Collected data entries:

Segment Open

PR #249, opened 2023-05-22
Meta validator

GretchenSchowalter:
Hi, Philip and Daniel! Apologies for the delay in getting this to you. This is my start for the MetaValidator class. My main question now is about the apply function. I know I need it in the MetaValidator class since it is inheriting from Processor, but would you like me to rename my validate_meta_indicators() function to apply()? Or should apply() be reserved for some other functionality? Also, the first step of the validate_meta_indicators() is to check if the meta_indicator is in the provided definitions/meta/<file_name>.yaml. Would you prefer that this actually check that the value of the meta indicator is not None? Looking forward to your feedback!


phackstock (commented):
A good first attempt @GretchenSchowalter :+1: 
To answer your question regarding `MetaValidator.apply()`, the apply function in this case should take a dataframe, validate all meta indicators and return the dataframe. 
The idea is that we have a number of `Processor` objects that we can chain since they all follow the `Processor.apply(df: IamDataFrame) -> IamDataFrame:` pattern.

Some more detailed comments below.

On a related note, probably way overkill for now, but there is a pandas validation library called pandera: https://towardsdatascience.com/validate-your-pandas-dataframe-with-pandera-2995910e564. 
Might be worth taking a look at.

GretchenSchowalter:
Hello! This is my next step with the `MetaValidator` class, but I am getting an error message for 2/3 of my tests and would appreciate any suggestions! 

For the first two tests the error message indicates "[nan] meta indicator value(s) in the string column are not allowed. Allowed values are ['foo', 'nan']". I am not sure if the issue is with how to represent nan in a .yaml file? The same error is happening in the second test as well because the code iterates through all the values in the columns before returning if any of the _meta_validators_ themselves are not allowed. I am doing it this way because I was thinking then the error message in the `apply()`  can be more comprehensive to list all the _meta_validator_ column names if there are more than one that don't match the .yaml file definitions (but I can also change this too).

Also, right now the `_if_allowed()` function returns a (True) boolean if all values are allowed and raises an error if not. Is this alright? Or should it return something else? I also am definitely open to renaming that method if there are any preferences.

tests/data/definitions3/meta/meta_indicators_more_data.yaml
```diff
@@ -0,0 +1,6 @@
+- exclude:
+    allowed_values: ['A', 'B']
+- number:
+    allowed_values: [1.0, 2.0, 3.0, 4.0]
+- string:
+    allowed_values: ['foo', nan]
```
danielhuppmann, line 6: "nan" and the Python object `None` often get confused by the yaml-parsing - I suggest to only work with actual strings for now.
```suggestion
    allowed_values: ['foo', 'bar']

```

nomenclature/processor/meta.py
```diff
@@ -0,0 +1,89 @@
...
+        for meta_indicator in df.meta.columns:
+            if meta_indicator not in self.meta_code_list.mapping:
+                unrecognized_meta_indicators.append(meta_indicator)
+            else:
+                values = df.meta[meta_indicator].values
+                allowed_values = self.meta_code_list.mapping[
+                    meta_indicator
+                ].allowed_values
+                self._values_allowed(values, allowed_values, meta_indicator)
+        if unrecognized_meta_indicators:
```
phackstock, line 83: I would swap the order of things, because right now you:
1. Check if there's any unrecognized meta indicators
2. Check if there's any values that are not allowed
  2.1. If there are values that are not allowed, you raise an error
3. If there are unrecognized meta indicators you raise an error

My suggestion would be to split the two steps more cleanly like so:

```python
# check for illegal columns
if unrecognized_meta_indicators := [
    meta_indicator
    for meta_indicator in df.meta.colums
    if meta_indicator not in self.meta_code_list.mapping
]:
    raise ValueError(
        f"{unrecognized_meta_indicators} is/are not recognized in the "
        f"meta definitions file. Allowed meta indicators are: "
        f"{list(self.meta_code_list.mapping)}"
    )
# check for illegal values
for meta_indicator in df.meta.columns:
    self._values_allowed(
        df.meta[meta_indicator].unique,
        self.meta_code_list.mapping[meta_indicator].allowed_values,
        meta_indicator,
    )
```

phackstock (changes requested):
A few minor things, should be good to go soon.

danielhuppmann (approved):
Nice work, thank you!

PR #250, opened 2023-05-23
Remove jsonschema

### LINKED ISSUE #192: Remove no longer needed validation schema for VariableCode
Now that the attributes of `VariableCode` are fixed in the class the validation schema is no longer needed.

phackstock:
closes #192 . 

This PR removes the previously used json/yaml schema files.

Segment Closed

In the lines above, every record is to be repeated exactly.

▶ _REPLY_
PR #249, opened 2023-05-22
Meta validator

GretchenSchowalter:
Hi, Philip and Daniel! Apologies for the delay in getting this to you. This is my start for the MetaValidator class. My main question now is about the apply function. I know I need it in the MetaValidator class since it is inheriting from Processor, but would you like me to rename my validate_meta_indicators() function to apply()? Or should apply() be reserved for some other functionality? Also, the first step of the validate_meta_indicators() is to check if the meta_indicator is in the provided definitions/meta/<file_name>.yaml. Would you prefer that this actually check that the value of the meta indicator is not None? Looking forward to your feedback!


phackstock (commented):
A good first attempt @GretchenSchowalter :+1: 
To answer your question regarding `MetaValidator.apply()`, the apply function in this case should take a dataframe, validate all meta indicators and return the dataframe. 
The idea is that we have a number of `Processor` objects that we can chain since they all follow the `Processor.apply(df: IamDataFrame) -> IamDataFrame:` pattern.

Some more detailed comments below.

On a related note, probably way overkill for now, but there is a pandas validation library called pandera: https://towardsdatascience.com/validate-your-pandas-dataframe-with-pandera-2995910e564. 
Might be worth taking a look at.

GretchenSchowalter:
Hello! This is my next step with the `MetaValidator` class, but I am getting an error message for 2/3 of my tests and would appreciate any suggestions! 

For the first two tests the error message indicates "[nan] meta indicator value(s) in the string column are not allowed. Allowed values are ['foo', 'nan']". I am not sure if the issue is with how to represent nan in a .yaml file? The same error is happening in the second test as well because the code iterates through all the values in the columns before returning if any of the _meta_validators_ themselves are not allowed. I am doing it this way because I was thinking then the error message in the `apply()`  can be more comprehensive to list all the _meta_validator_ column names if there are more than one that don't match the .yaml file definitions (but I can also change this too).

Also, right now the `_if_allowed()` function returns a (True) boolean if all values are allowed and raises an error if not. Is this alright? Or should it return something else? I also am definitely open to renaming that method if there are any preferences.

tests/data/definitions3/meta/meta_indicators_more_data.yaml
```diff
@@ -0,0 +1,6 @@
+- exclude:
+    allowed_values: ['A', 'B']
+- number:
+    allowed_values: [1.0, 2.0, 3.0, 4.0]
+- string:
+    allowed_values: ['foo', nan]
```
danielhuppmann, line 6: "nan" and the Python object `None` often get confused by the yaml-parsing - I suggest to only work with actual strings for now.
```suggestion
    allowed_values: ['foo', 'bar']

```

nomenclature/processor/meta.py
```diff
@@ -0,0 +1,89 @@
...
+        for meta_indicator in df.meta.columns:
+            if meta_indicator not in self.meta_code_list.mapping:
+                unrecognized_meta_indicators.append(meta_indicator)
+            else:
+                values = df.meta[meta_indicator].values
+                allowed_values = self.meta_code_list.mapping[
+                    meta_indicator
+                ].allowed_values
+                self._values_allowed(values, allowed_values, meta_indicator)
+        if unrecognized_meta_indicators:
```
phackstock, line 83: I would swap the order of things, because right now you:
1. Check if there's any unrecognized meta indicators
2. Check if there's any values that are not allowed
  2.1. If there are values that are not allowed, you raise an error
3. If there are unrecognized meta indicators you raise an error

My suggestion would be to split the two steps more cleanly like so:

```python
# check for illegal columns
if unrecognized_meta_indicators := [
    meta_indicator
    for meta_indicator in df.meta.colums
    if meta_indicator not in self.meta_code_list.mapping
]:
    raise ValueError(
        f"{unrecognized_meta_indicators} is/are not recognized in the "
        f"meta definitions file. Allowed meta indicators are: "
        f"{list(self.meta_code_list.mapping)}"
    )
# check for illegal values
for meta_indicator in df.meta.columns:
    self._values_allowed(
        df.meta[meta_indicator].unique,
        self.meta_code_list.mapping[meta_indicator].allowed_values,
        meta_indicator,
    )
```

phackstock (changes requested):
A few minor things, should be good to go soon.

danielhuppmann (approved):
Nice work, thank you!

PR #250, opened 2023-05-23
Remove jsonschema

### LINKED ISSUE #192: Remove no longer needed validation schema for VariableCode
Now that the attributes of `VariableCode` are fixed in the class the validation schema is no longer needed.

phackstock:
closes #192 . 

This PR removes the previously used json/yaml schema files.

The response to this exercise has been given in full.